Okay thanks for the reply guys. How about this stick of ram?
Walmart.com: Crucial 112832 2GB DDR2-667 240-pin SDRAM Desktop Memory Module: Computers
^Its kinda in my price range and its a Crucial.

And Note: This computer its going in is not going to be doing anything like heavy gaming or anything it'll be just for normal computer things like listen to music and photo editing.


----------



## makinu1der2 (Jan 1, 2008)

*Re: Ram Upgrade In a Dell Dimension E310?*

The E310 has a max of 1GB per slot so the memory that you linked may not be compatible.


----------



## linktopower (Aug 4, 2011)

*Re: Ram Upgrade In a Dell Dimension E310?*

Okay then xD. What about this one? 
Walmart.com: Crucial 1GB DDR2 PC5300 240 Pin DIMM: Computers
And thanks for the reply I really appreciate it!


----------



## makinu1der2 (Jan 1, 2008)

*Re: Ram Upgrade In a Dell Dimension E310?*

Yes it would work as it is the same that was linked from Crucial links.

However the link Tyree posted if you order online you can get the 2GB max for a few dollars extra


----------



## Tyree (May 10, 2009)

*Re: Ram Upgrade In a Dell Dimension E310?*

As above ^
Why pay almost the same price for 1GB when you can get 2x1GB for a few dollars more?


----------



## linktopower (Aug 4, 2011)

*Re: Ram Upgrade In a Dell Dimension E310?*

Okay that's good to find out that the one I linked would work!

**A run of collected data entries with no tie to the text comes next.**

PR #3684, opened 2016-07-29
Run CI against new React release

taion:


taion:
Just validates that we don't have those new propType warnings. No other changes – can't use `PureComponent` since that would break anyone on React < 15.3... like me, for example, since I still haven't cleaned up all the unknown prop things in my app.

taion:
This is a trivial chore, so merging as-is

PR #3685, opened 2016-07-29
Use only Codecov for coverage

taion:
It's just better than Coveralls.


timdorr:
Just added the appropriate codecov.yml file too. Most configuration is done that way, so feel free to tweak settings from the defaults. I only have the automatic PR comment turned off.

taion:
Thanks! Wasn't sure whether it was intentional that we were still using the old UI-based override on Codecov. This brings things nicely in line though.

timdorr:
I had requested they turn it off on their end so we didn't have a file for a service we weren't really using. But now that we're using it, that's a non-issue :)

timdorr:
Settings are here: https://codecov.io/gh/reactjs/react-router/settings/yaml

They have a neat built-in doc viewer where you can click on a node and get the docs on it right there. Pretty cool!

taion:
It's super neat. I had to ask their support to fix a few things yesterday to get the PR alerts, but that "patch" alert is super useful, since it directly measures what you care about for a PR, rather than showing you some tiny change to project coverage as a whole.

PR #3687, opened 2016-07-30
Add docs for function to on <Link>

taion:
Aside: I do everything except for changelog updates in PRs on all my repos out of habit. If PRing trivial stuff like this is too spammy, I'll stop.

I'm going to merge this once CI passes and ship alpha.3.


timdorr:
It's fine by me. That's how we did things at my last company once we had significant team size. So, I'm used to it.

PR #3693, opened 2016-08-02
add note about possible use case for memoryHistory

klaemo:
While developing a widget which is meant to be embedded into websites
via an iframe, we noticed `history` taking over the parent page’s
back/forward button (not a bug, just the way browser history works). We
were able to isolate the routing to the widget by using
`memoryHistory`.

This PR just adds a tiny note that `createMemoryHistory` can be useful
for a case like that.


timdorr:
Thanks!

PR #3703, opened 2016-08-05
Update Babel config

taion:


taion:
Making use of https://github.com/babel/babel/releases/tag/v6.13.0 to simplify our Babel configuration considerably.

And I would love to buy it from Newegg.com but I can't I have no credit cards at all.
So the only choice for me is Walmart.com
Why there you ask? You can go to the store and buy a giftcard and then you can use said giftcard on their website <_<

Thanks again guys, 1GB will most likely be enough for what the computer will be used for.


----------



## Tyree (May 10, 2009)

*Re: Ram Upgrade In a Dell Dimension E310?*

Newegg will accept Money Orders. It's a longer ordering process but you can get twice the RAM for a few dollars more.
And, If you attempt to install the new RM with the old RAM you could have problems.


----------



## linktopower (Aug 4, 2011)

*Re: Ram Upgrade In a Dell Dimension E310?*

Hm... you can order with a money order huh? How might I do that. Would I have to call them or something and place an order? I'll have to think about that for a bit before I consider that...


----------



## steve32mids (Jun 27, 2012)

*Re: Ram Upgrade In a Dell Dimension E310?*

from the dell document pages link is here Documentation
it supports 400mhz and 533mhz 
and found you some kingston value ram which comes with lifetime warranty.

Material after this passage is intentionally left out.